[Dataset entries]
PR #530, opened 2019-01-07

abbbi:
hi,

see #517 , now comes with testacc that checks driver cache set.

### DIFF
--- a/libvirt/resource_libvirt_domain_test.go
+++ b/libvirt/resource_libvirt_domain_test.go
@@ -142,7 +142,7 @@ func TestAccLibvirtDomain_VolumeTwoDisks(t *testing.T) {
 		}
 
 		disk {
-			volume_id = "${libvirt_volume.%s.id}"
+		    volume_id = "${libvirt_volume.%s.id}",
 		}
 	}`, randomVolumeName, randomVolumeName, randomVolumeName2, randomVolumeName2, randomDomainName, randomDomainName, randomVolumeName, randomVolumeName2)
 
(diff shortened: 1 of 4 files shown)


libvirt/resource_libvirt_domain_test.go
```diff
@@ -176,6 +176,49 @@ func TestAccLibvirtDomain_VolumeTwoDisks(t *testing.T) {
...
+		PreCheck:     func() { testAccPreCheck(t) },
+		Providers:    testAccProviders,
+		CheckDestroy: testAccCheckLibvirtDomainDestroy,
+		Steps: []resource.TestStep{
+			{
+				Config: config,
+				Check: resource.ComposeTestCheckFunc(
+					testAccCheckLibvirtDomainExists("libvirt_domain."+randomDomainName, &domain),
+					testAccCheckLibvirtVolumeExists("libvirt_volume."+randomVolumeQCOW2, &volumeQCOW2),
+					// Check that each disk has the appropriate cache
```
MalloZup: with this comment we state `each` disk but we are just testing one disk.

We should test that `cache` is nil for the normal or remove the comment because is contradictory

abbbi:
Depending on the feature set, i would expect something like this to be settable via terraform config file. After call the cache setting may have several impact on performance on the systems that iam deploying.

Lets take for example a nested ESXi i want to deploy:

1) needs video type vga, otherwise it wont boot
2) needs network card e1000 for networking
3) needs an SATA disk instead of default virtio 

This means i would have to prepare an XSL definition to change those things, and even then,
im not sure how an XSLT looks like that would change several settings for several components,
lets say i want the first disk to have disk type SATA and disk Cache mode writeback, instead of
the second disk which is on LVM and should not use any cache...

I think using XSLT is fine here, but makes things really complicated.

Thats why iam looking for those things to work out in the plain terraform configuration, so other people
might get an glimpse of how everything works, instead of having to look at several xslt stuff then..

Maybe it would help or make things easier if someome provides more examples of how to change Vm
attributes via XSLT.

MalloZup:
Closing, thx @abbbi for the awesome work

PR #532, opened 2019-01-08
allow setting of video card type

abbbi:
Usually this is something one might not think of, but there are certain systems that have trouble with the default video card set by libvirt (cirrus). For example ESXi will be stuck in a endless boot loop shortly after GRUB loading... It however works with video card type VGA.

Simple PR introduces posiblity to set video card type to VGA. There might be more options like ram/vram which are good with default values, so i ignored them. Maybe its good to add more options like 3d acceleration if needed. Comes with test case but does not re-read upon VM change, which is sufficient for my needs.

### DIFF
--- a/libvirt/domain.go
+++ b/libvirt/domain.go
@@ -251,6 +251,19 @@ func setCoreOSIgnition(d *schema.ResourceData, domainDef *libvirtxml.Domain) err
 	return nil
 }
 
+func setVideo(d *schema.ResourceData, domainDef *libvirtxml.Domain) error {
+	prefix := "video.0"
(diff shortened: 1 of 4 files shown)


dmacvicar:
I missed this, but I regret we merged this. We discussed at length with @MalloZup did not merged setting NIC models because we can't see where this will stop.

We can't support every single hardware setting in the schema. It will not work unless we do a 1:1 mapping between HCL. Otherwise we will pollute our schema.

I want to highlight again, we don't want to merge every setting that is contributed unless there is a very common use-case, until we decide as a group that we will consistently just go that direction.

PR #533, opened 2019-01-08
#349 Allow Configure VNC listen address #519

abbbi:
as last PR, now with test ACC. Changing syntax  to

```
listen {
 address ..
}
```
will probably break already existing configurations, so i left the syntax in place.


MalloZup:
I will post some comment on this later. Abbi thx for pr good job but of course can be improved :)

inercia:
@abbbi Maybe you could have continued work using your previous PR (and `git push -f`ing) instead of opening a new one (that way we could keep the discussion history), but anyway thanks for your PRs. Merging.

MalloZup:
before merging it i will test it. @abbbi thx. I opened a follow-up issue, if you have motivation to look at it.

I think in such cases we can say that is not a mandatory for this.

PR #553, opened 2019-02-17
Switch to use Go modules

dmacvicar:
Until now, we have been using glide to manage dependencies.

I don't think Go modules need an introduction, but [here is a good place to start](https://blog.golang.org/modules2019).

This PR moves the dependency handling to use Go 1.11 modules.

Worth mentioning, other providers like AWS already moved. It should not affect the end contributor, as we also vendor dependencies (`go mod vendor`), but it will give the ability to develop outside of `GOPATH`, which is very convenient.

The PR also refactors the Makefile/travis chain in order to build using modules with the vendor directory inside travis. I also moved some of the lint/fmt checks from the travis scripts into the main Makefile after realizing the mess was so big having useless scripts inside travis/ that we were *NOT* actually running unit tests inside Travis :angry:. We do now.

There are still a bunch of other scripts there to cleanup, so in a later PR I may end removing the travis directory completely.


vendor/modules.txt
```diff
@@ -242,6 +243,7 @@ golang.org/x/text/transform
 golang.org/x/text/secure/bidirule
 golang.org/x/text/unicode/bidi
 # golang.org/x/tools v0.0.0-20180917221912-90fa682c2a6e
+golang.org/x/tools/cover
```
MalloZup: I think we could remove this dép since we don't use it anymore

dmacvicar: Looks like this is an indirect dependency

dmacvicar:
I think it is ready for review now.

dmacvicar:
Tested inside GOPATH with GO111MODULES=off

dmacvicar:
Packages are also building correctly. They build with classical GOPATH + vendor/ by using
`GO111MODULES=off` and `GOPROXY=off`

PR #567, opened 2019-03-19
Switch back to using File paths for disk volumes

### LINKED ISSUE #126: Using disk type file instead of type volume would fix apparmor permissions

electrofelix:
Prefer resolving disk definitions to file paths for libvirt domain
creation to allow libvirt security helper utilities such as
virt-aa-helper correctly determine the files upon which to apply the
necessary security policies required for non-root user usage.

Fixes #126

### DIFF
--- a/libvirt/domain.go
+++ b/libvirt/domain.go
@@ -428,19 +428,9 @@ func setDisks(d *schema.ResourceData, domainDef *libvirtxml.Domain, virConn *lib
 				return fmt.Errorf("Can't retrieve volume %s: %v", volumeKey.(string), err)
 			}
 
-			diskVolumeName, err := diskVolume.GetName()
+			diskVolumeFile, err := diskVolume.GetPath()
 			if err != nil {
-				return fmt.Errorf("Can't retrieve name for volume %s", volumeKey.(string))
-			}
-
-			diskPool, err := diskVolume.LookupPoolByVolume()
-			if err != nil {
-				return fmt.Errorf("Can't retrieve pool for volume %s", volumeKey.(string))
-			}
-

Try it —
Looking at the data above, give the number of lines that include "moved"; add nothing else.

Output of the exercise —
2